Issue #2384, opened 2026-01-06
Incompatibility between new mcp server's search_controller and current REST apis


clides:
Incompatibility in parameters and return types

From PR: https://github.com/castorini/pyserini/pull/2378

PR #2385, opened 2026-01-10
Fixed REST API compatibility issues + refractored mcp

clides:
Issue Ref: https://github.com/castorini/pyserini/issues/2384

- Fixed REST API compatibility issues; the search endpoint now also works with multimodal datasets; modified its documentation respectively
- Refactored MCP and search_controller so it is more compatible with REST APIs
- Fixed unittests

### DIFF
--- a/pyserini/server/mcp/tools.py
+++ b/pyserini/server/mcp/tools.py
@@ -34,7 +34,7 @@ def register_tools(mcp: FastMCP, controller: SearchController):
     @mcp.tool(
         name='search',
         description='''Perform search on a given index. Returns top‑k hits with docid, score, and snippet.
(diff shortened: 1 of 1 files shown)


pyserini/server/search_controller.py
```diff
@@ -128,6 +120,29 @@ def search(
         instruction_config: str | None = None,
     ) -> Dict[str, Any]:
         """Perform search on specified index."""
+
+        # Handle string query input from REST API for simple text queries
+        if isinstance(query, str):
+            query = {"query_txt": query}
+
+        if "m-beir" in index_name:
+            if not query.get('qid'):
```
lilyjge, line 129: maybe add this 'qid' key to the mcp tool description if you ever expect the user to provider a qid?

clides: Added!

PR #2388, opened 2026-01-12
Fix HF truncation warning

### LINKED ISSUE #2360: Fix warning with mrtydi
Warning is probably much more pervasive, but came across it running the following:

```
python -m pyserini.2cr.mrtydi --condition mdpr-tied-pft-msmarco --language ru --display-commands --directory runs/
```

The warning:

```
Asking to truncate to max_length but no maximum length is provided and the model has no predefined maximum length. Default to no truncation.
```

zdann15:
Fixes #2360 by removing truncation argument that didn't do anything and was producing a warning. Set default max_length to 512 tokens.

### DIFF
--- a/pyserini/encode/_auto.py
+++ b/pyserini/encode/_auto.py
@@ -92,10 +92,11 @@ class AutoQueryEncoder(QueryEncoder):
             self.pooling = pooling
             self.l2_norm = l2_norm
             self.prefix = prefix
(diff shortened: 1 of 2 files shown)


MXueguang:
I think hf have many version change since original implementation, as long as the regression test passed I think it should be good.

lintool (approved):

☆ ☆ ☆ ☆ ☆ ☆ ☆

A bare number is the whole answer: how many lines in the entries contain "issues"?

3